[Saved entries]
PR #3443, opened 2025-02-23
Use digit separators for large constants or hexadecimal doublets

vittorioromeo:
I have applied C++14 digit separators to large integral constants (over 10000) and to hexadecimal constants where the doublets are significant (e.g. colors or IPv4 addresses).

I think this improves readability quite a bit, especially in places where large microsecond constants are used (it's quite easy to accidentally read one million as 100'000).

### DIFF
--- a/include/SFML/Graphics/Color.inl
+++ b/include/SFML/Graphics/Color.inl
@@ -42,10 +42,10 @@ a(alpha)
 
 ////////////////////////////////////////////////////////////
 constexpr Color::Color(std::uint32_t color) :
-r(static_cast<std::uint8_t>((color & 0xff000000) >> 24)),
-g(static_cast<std::uint8_t>((color & 0x00ff0000) >> 16)),
-b(static_cast<std::uint8_t>((color & 0x0000ff00) >> 8)),
-a(static_cast<std::uint8_t>(color & 0x000000ff))
+r(static_cast<std::uint8_t>((color & 0xff'00'00'00) >> 24)),
+g(static_cast<std::uint8_t>((color & 0x00'ff'00'00) >> 16)),
+b(static_cast<std::uint8_t>((color & 0x00'00'ff'00) >> 8)),
+a(static_cast<std::uint8_t>((color & 0x00'00'00'ff) >> 0))
 {
 }
 
--- a/src/SFML/Audio/SoundFileWriterWav.cpp
+++ b/src/SFML/Audio/SoundFileWriterWav.cpp
@@ -59,10 +59,10 @@ void encode(std::ostream& stream, std::uint16_t value)
 void encode(std::ostream& stream, std::uint32_t value)
 {
     const std::array bytes = {
-        static_cast<char>(value & 0x000000FF),
-        static_cast<char>((value & 0x0000FF00) >> 8),
-        static_cast<char>((value & 0x00FF0000) >> 16),
-        static_cast<char>((value & 0xFF000000) >> 24),
+        static_cast<char>((value & 0x00'00'00'FF) >> 0),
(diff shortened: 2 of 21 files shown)


ChrisThrasher:
I'm a fan of this. I've started using this in newer code and really like how it helps me mentally parse bigger numbers.

https://clang.llvm.org/docs/ClangFormatStyleOptions.html#integerliteralseparator

By the way, there's a clang-format check to automate this. I've played with it in the past to automatically make this change to SFML and liked the results.

include/SFML/Graphics/Color.inl
```diff
@@ -42,10 +42,10 @@ a(alpha)
...
 ////////////////////////////////////////////////////////////
 constexpr Color::Color(std::uint32_t color) :
-r(static_cast<std::uint8_t>((color & 0xff000000) >> 24)),
-g(static_cast<std::uint8_t>((color & 0x00ff0000) >> 16)),
-b(static_cast<std::uint8_t>((color & 0x0000ff00) >> 8)),
-a(static_cast<std::uint8_t>(color & 0x000000ff))
+r(static_cast<std::uint8_t>((color & 0xff'00'00'00) >> 24)),
+g(static_cast<std::uint8_t>((color & 0x00'ff'00'00) >> 16)),
+b(static_cast<std::uint8_t>((color & 0x00'00'ff'00) >> 8)),
+a(static_cast<std::uint8_t>((color & 0x00'00'00'ff) >> 0))
```
ChrisThrasher, line 48: I definitely approve of all the changes to integers but I'm not yet sure what I think about applying to hexidecal literals. I'm not sure if I don't like or if it's just unfamiliar. I suppose all the same arguments apply to hex values.

vittorioromeo: In general I don't think *every* hexadecimal constant benefits from digit separators.

I picked the hexadecimal constants where doublets have a meaning (e.g. in the case above the each doublet is the value of a channel). I think it helps to visually separate those, as a potential typo/mistake such as `0x00000ff` is hard to spot compared to `0x00'00'0f'f`.

ChrisThrasher:
https://github.com/SFML/SFML/compare/master...ChrisThrasher:SFML:integer_literal_separators

For curiosity's sake I added the `IntegerLiteralSeparator` check to see what else it would change and it caught many more >5 digit integer literals that this PR did not cover. The only annoying change was how it formatted the preprocessor expression below but this isn't a big deal.

Screenshot 2025-02-23 at 10 26 54 AM

ChrisThrasher:

src/SFML/Audio/SoundFileWriterWav.cpp
```diff
@@ -126,8 +126,8 @@ bool SoundFileWriterWav::open(const std::filesystem::path&     filename,
         static constexpr auto speakerTopFrontCenter     = 0x2000u;
         static constexpr auto speakerTopFrontRight      = 0x4000u;
         static constexpr auto speakerTopBackLeft        = 0x8000u;
-        static constexpr auto speakerTopBackCenter      = 0x10000u;
-        static constexpr auto speakerTopBackRight       = 0x20000u;
+        static constexpr auto speakerTopBackCenter      = 0x10'000u;
+        static constexpr auto speakerTopBackRight       = 0x20'000u;
```
ChrisThrasher, line 130: I believe this hex value was mistakenly treated as a decimal. Did you intend to make this change?

ChrisThrasher:

ChrisThrasher (approved):

eXpl0it3r:
I'd claim that anyone used to reading hexadecimal values will find these separators more distracting than useful, but we can keep them for now.

PR #3451, opened 2025-02-26
Install pkgconfig only if module is built

eXpl0it3r:
## Description

Another upstream fix that was patched in vcpkg. Currently SFML always installs all pkgconfig files, even if you don't build for example sfml-audio. Moving the install command into the `Macros.cmake` should make sure that they're only installed if the module is also built.

This PR is related to the issue https://github.com/microsoft/vcpkg/pull/42913

## Tasks

-   [ ] Tested on Linux

## How to test this PR?

Install SFML on a platform supporting pkgconfig and don't build one module. the sfml-all.pc and the specifically deselected sfml-module.pc should not be installed.


ChrisThrasher (approved):

oomek:
This PR has caused a regression. I cannot say if it's related to how I build SFML by cross-compiling for Win32 with MXE on Ubuntu.
image

PR #3461, opened 2025-03-15
Fixed normalized texture coordinates when NPOT textures aren't supported

### LINKED ISSUE #3460: CoordinateType::Normalized broken if NPOT textures not supported (e.g. on Android)
### Prerequisite Checklist

- [x] I searched for [existing issues](https://github.com/search?q=repo%3ASFML%2FSFML&type=issues) to prevent duplicates
- [x] I searched for [existing discussions on the forum](https://www.google.com/search?q=site%3Ahttps%3A%2F%2Fen.sfml-dev.org) to prevent duplicates
- [x] I am here to report an issue and not to just ask a question or look for help (use the [forum](https://en.sfml-dev.org/forums/index.php#c3) or [Discord](https://discord.gg/nr4X7Fh) instead)

### Describe your issue here

When using CoordinateType::Normalized, the `textCoords` in vertices are relative to the internal `m_actualSize` of the texture instead of the size returned by `texture.getSize()`.

On platforms where NPOT textures aren't supported (which seems to be the case for Android with GLES 1), loading an image of size 768x896 will result in the actual size being 1024x1024.

The wrong part of the image is thus being rendered when specifying normalized texture coordinates when using textures with a size that isn't a multiple of 2.

### Your Environment

- Android
- SFML 3

While I'm testing on an Android emulator, the issue was originally reported to me when running on a Samsung A54, so the issue is not related to the emulation.

### Steps to reproduce

The following code would be broken on Android:
```cpp
#include <SFML/Graphics.hpp>

int main(int, char**)
{
    sf::RenderWindow window(sf::VideoMode::getDesktopMode(), "");
    window.setFramerateLimit(30);

    const sf::Texture texture("loading.png");

    std::vector<sf::Vertex> verticesPixels;
    verticesPixels.push_back({{  0,   0}, sf::Color::White, {  0, 5*128}});
    verticesPixels.push_back({{128,   0}, sf::Color::White, {128, 5*128}});
    verticesPixels.push_back({{  0, 128}, sf::Color::White, {  0, 6*128}});
    verticesPixels.push_back({{128, 128}, sf::Color::White, {128, 6*128}});

    std::vector<sf::Vertex> verticesNormalized;
    for (const auto& vertexPixels : verticesPixels)
    {
        auto& vertexNormalized = verticesNormalized.emplace_back(vertexPixels);
        vertexNormalized.texCoords.x /= texture.getSize().x;
        vertexNormalized.texCoords.y /= texture.getSize().y;
    }

    while (window.isOpen())
    {
        {
                window.close();
        }

        window.clear();

        sf::RenderStates states;
        states.texture = &texture;
        states.transform.translate({50, 50});

        // The first vertex array always renders correctly
        states.coordinateType = sf::CoordinateType::Pixels;
        window.draw(verticesPixels.data(), verticesPixels.size(), sf::PrimitiveType::TriangleStrip, states);

        // The second vertex array only renders correctly on systems supporting NPOT textures
        states.transform.translate({0, 150});
        states.coordinateType = sf::CoordinateType::Normalized;
        window.draw(verticesNormalized.data(), verticesNormalized.size(), sf::PrimitiveType::TriangleStrip, states);

        window.display();
    }
}
```

The `loading.png` image that was used:
Image

### Expected behavior

This is how it looks on Linux, and how it is supposed to look:
Image

### Actual behavior

This is how it looks on Android:
Image

texus:
This fixes #3460
See the original issue for details.

I also tested first rendering to an `sf::RenderTexture` and then using it's texture with normalized coordinates, in order to verify that the code is still correct when `m_pixelsFlipped` is true.

### DIFF
--- a/src/SFML/Graphics/Texture.cpp
+++ b/src/SFML/Graphics/Texture.cpp
@@ -931,7 +931,8 @@ void Texture::bind(const Texture* texture, CoordinateType coordinateType)
         glCheck(glBindTexture(GL_TEXTURE_2D, texture->m_texture));
 
         // Check if we need to define a special texture matrix
-        if ((coordinateType == CoordinateType::Pixels) || texture->m_pixelsFlipped)
+        if ((coordinateType == CoordinateType::Pixels) || texture->m_pixelsFlipped ||
+            ((coordinateType == CoordinateType::Normalized) && (texture->m_size != texture->m_actualSize)))
         {
             // clang-format off
             std::array matrix = {1.f, 0.f, 0.f, 0.f,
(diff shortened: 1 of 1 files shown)


binary1248 (approved):

eXpl0it3r:
Thank you for the fix!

Problem to solve: All lines that contain the word "array" must be copied from the records above.

Response area:
     const std::array bytes = {
        // The first vertex array always renders correctly
        // The second vertex array only renders correctly on systems supporting NPOT textures
             std::array matrix = {1.f, 0.f, 0.f, 0.f,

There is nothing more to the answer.